• **Collected data**:

PR #3251, opened 2019-08-16
remove nonce field from block header

### LINKED ISSUE #3248: Remove nonce field from block header
### Description
Our block header structure has a `Nonce` field that exists only as a shortcut for testing, to produce distinct headers. We have better fake block generation with the `chain.Builder` and other support code, so let's wean off the nonce.

### Acceptance criteria
- Block header nonce is removed while retaining existing test coverage

### Risks + pitfalls
- This will require a painful protocol upgrade unless we do it before a new network launch
- There may be quite a few old tests relying on it

### Where to begin
- Search for usages of the nonce

deaswang:
fixes #3248

### DIFF
--- a/core/policy_test.go
+++ b/core/policy_test.go
@@ -234,7 +234,7 @@ func TestMessageQueuePolicy(t *testing.T) {
 			b.SetTicket([]byte{2})
 			b.SetTimestamp(0) // Tweak if necessary to force CID ordering opposite ticket ordering.
 		})
-		assert.True(t, bytes.Compare(b1.Cid().Bytes(), b2.Cid().Bytes()) > 0)
+		assert.True(t, bytes.Compare(b1.Cid().Bytes(), b2.Cid().Bytes()) != 0)
 
 		// With blocks ordered [b1, b2], everything is ok.
 		err := policy.HandleNewHead(ctx, q, nil, []types.TipSet{requireTipset(t, b1, b2)})
--- a/core/policy_test.go
+++ b/core/policy_test.go
@@ -234,7 +234,8 @@ func TestMessageQueuePolicy(t *testing.T) {
 			b.SetTicket([]byte{2})
 			b.SetTimestamp(0) // Tweak if necessary to force CID ordering opposite ticket ordering.
 		})
-		assert.True(t, bytes.Compare(b1.Cid().Bytes(), b2.Cid().Bytes()) != 0)
+
+		assert.True(t, bytes.Compare(b1.Cid().Bytes(), b2.Cid().Bytes()) > 0)
 
 		// With blocks ordered [b1, b2], everything is ok.
 		err := policy.HandleNewHead(ctx, q, nil, []types.TipSet{requireTipset(t, b1, b2)})
--- a/mining/worker_test.go
+++ b/mining/worker_test.go
@@ -196,7 +196,7 @@ func TestApplyMessagesForSuccessTempAndPermFailures(t *testing.T) {
 	act1 := th.RequireNewFakeActor(t, vms, addr1, fakeActorCodeCid)
 	_, st := th.RequireMakeStateTree(t, cst, map[address.Address]*actor.Actor{
 		address.NetworkAddress: th.RequireNewAccountActor(t, types.NewAttoFILFromFIL(1000000)),
-		addr1:                  act1,
+		addr1: act1,
 	})
 
 	ctx := context.Background()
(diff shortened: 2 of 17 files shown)


types/block_test.go
```diff
@@ -151,10 +150,10 @@ func TestEquals(t *testing.T) {
 	var n1 Uint64 = 1234
 	var n2 Uint64 = 9876
 
-	b1 := &Block{Parents: NewTipSetKey(c1), Nonce: n1}
-	b2 := &Block{Parents: NewTipSetKey(c1), Nonce: n1}
-	b3 := &Block{Parents: NewTipSetKey(c1), Nonce: n2}
-	b4 := &Block{Parents: NewTipSetKey(c2), Nonce: n1}
```
anorth: This is a weak test, but you'll need to do something to restore it. I suggest setting (at least) the state root in place of the nonce.

types/block_test.go
```diff
@@ -167,10 +166,9 @@ func TestParanoidPanic(t *testing.T) {
 
 	paranoid = true
 
-	b1 := &Block{Nonce: 1}
+	b1 := &Block{}
 	b1.Cid()
 
-	b1.Nonce = 2
```
anorth: Similarly, you need to mutate the block to test this

anorth:
Sorry - I notice the WIP in the title, I was premature. Please use a [draft PR](https://github.blog/2019-02-14-introducing-draft-pull-requests/) when not yet ready for review. Possibly avoid setting reviewers until ready.

deaswang:
@anorth finished.

core/policy_test.go
```diff
@@ -216,7 +216,7 @@ func TestMessageQueuePolicy(t *testing.T) {
 			b.SetTicket([]byte{1})
 			b.SetTimestamp(0) // Tweak if necessary to force CID ordering opposite ticket ordering.
 		})
-		assert.True(t, bytes.Compare(b1.Cid().Bytes(), b2.Cid().Bytes()) > 0)
+		assert.True(t, bytes.Compare(b1.Cid().Bytes(), b2.Cid().Bytes()) != 0)
```
ZenGround0: Blocking: the intent of this check is to ensure we exercise a pair of blocks where cid and ticket order are inverted to prevent regression.  If the cid orders have flipped without the nonce then we need to tweak the blocks to give us back this property.

cc @anorth.

mining/worker_test.go
```diff
@@ -280,28 +279,20 @@ func TestGenerateMultiBlockTipSet(t *testing.T) {
...
+	assert.Equal(t, 2, baseTipset.Len())
+
+	blk, err := worker.Generate(ctx, baseTipset, nil, types.PoStProof{}, 0)
 	assert.NoError(t, err)
 
 	assert.Equal(t, types.EmptyMessagesCID, blk.Messages)
 	assert.Equal(t, types.EmptyReceiptsCID, blk.MessageReceipts)
 	assert.Equal(t, types.Uint64(101), blk.Height)
-	assert.Equal(t, types.Uint64(1020), blk.ParentWeight)
+	assert.Equal(t, types.Uint64(120), blk.ParentWeight)
```
ZenGround0: I would slightly prefer if you set the baseTipset's weight after constructing with the builder, this way the internals of the builder's testing weight function are not needed to understand the test.

anorth: If that involved mutating the blocks after construction, it's probably a step backwards. I think this is ok for now. A configurable weight function in the builder would be better, but probably not worth it here.

protocol/hello/hello_test.go
```diff
@@ -199,18 +203,14 @@ func TestHelloMultiBlock(t *testing.T) {
...
-	)
-	heavy2 := th.RequireNewTipSet(t,
-		&types.Block{Nonce: 1001, Height: 3},
-		&types.Block{Nonce: 1003, Height: 3},
-		&types.Block{Nonce: 1005, Height: 3},
-	)
+	builder := chain.NewBuilder(t, address.Undef)
+
+	genesisA := builder.AppendBlockOn(types.UndefTipSet)
+	genesisTipset := th.RequireNewTipSet(t, genesisA)
```
anorth: Replace with `builder.NewGenesis()`

ZenGround0:
@deaswang because of the code freeze for release 0.4.x the conflicts are going to be a little insane for a while.  Try rebasing this and pinging me and @anorth immediately when you read it.  It might take a few tries though.

deaswang:
@ZenGround0 @anorth rebased and test passed.

PR #3252, opened 2019-08-16
misc: download parameters only for 1kb sector size

### LINKED ISSUE #3152: modify the `deps` command such that it downloads only Groth parameters and keys for 1KiB sectors
### Description

Original issue [here](https://app.zenhub.com/workspaces/cryptolabfilecoin-integration-5d31e8d6a02eb00001aa3df7/issues/filecoin-project/go-filecoin/3072):

Quoting @anorth 

> An acceptable state to me would be that deps only downloads verifying params and the 1KiB proof param, and no more. Miners must explicitly invoke paramfetch to fetch more. This is predicated on the go-filecoin daemon clearly alerting the user to a missing parameter as soon as they mining start (not waiting until a seal or PoSt is scheduled).

### Acceptance criteria

- `deps` uses `paramfetch` to download parameters for 1KiB sectors
- `mining start` produces an error message informing user if they're missing Groth parameters for their configured sector size

### Risks + pitfalls

The second of the two criteria, above, is blocked on [this rust-fil-sector-builder](https://github.com/filecoin-project/rust-fil-sector-builder/issues/22) issue.

### Where to begin

- [`SectorBuilder#init_with_metadata`](https://github.com/filecoin-project/rust-fil-sector-builder/blob/master/sector-builder/src/builder.rs#L38) could be a place to put the cache-checking call
- [`paramcache`](https://github.com/filecoin-project/rust-fil-proofs/blob/master/filecoin-proofs/src/bin/paramcache.rs#L21) contains the enumeration of circuits which seal and PoSt-generation are currently configured to use

icorderi:
Closes #3152

### DIFF
--- a/scripts/install-filecoin-parameters.sh
+++ b/scripts/install-filecoin-parameters.sh
@@ -3,11 +3,11 @@
 set -Eeo pipefail
 
 fetch_params() {
-  ./proofs/bin/paramfetch --all --verbose --json=./proofs/misc/parameters.json || true
+  ./proofs/bin/paramfetch -z 1024 --verbose --json=./proofs/misc/parameters.json || true
 }
 
 generate_params() {
-  RUST_LOG=info ./proofs/bin/paramcache
+  RUST_LOG=info ./proofs/bin/paramcache --test-only
 }
 
 fetch_params


laser:
> Does this still fetch all *verification* parameters? I think it should.

Yep!

> does the miner currently fail appropriately early if the required proving parameters are not present?

Not yet. [This PR adds that functionality](https://github.com/filecoin-project/go-filecoin/pull/3254).

E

• **PROMPT**: Of the entries above, transcribe exactly those lines that fall between the line containing "misc: download parameters" and the line containing "Quoting @anorth", together with those two lines.

• **WRITTEN RESPONSE**:
misc: download parameters only for 1kb sector size

### LINKED ISSUE #3152: modify the `deps` command such that it downloads only Groth parameters and keys for 1KiB sectors
### Description

Original issue [here](https://app.zenhub.com/workspaces/cryptolabfilecoin-integration-5d31e8d6a02eb00001aa3df7/issues/filecoin-project/go-filecoin/3072):

Quoting @anorth 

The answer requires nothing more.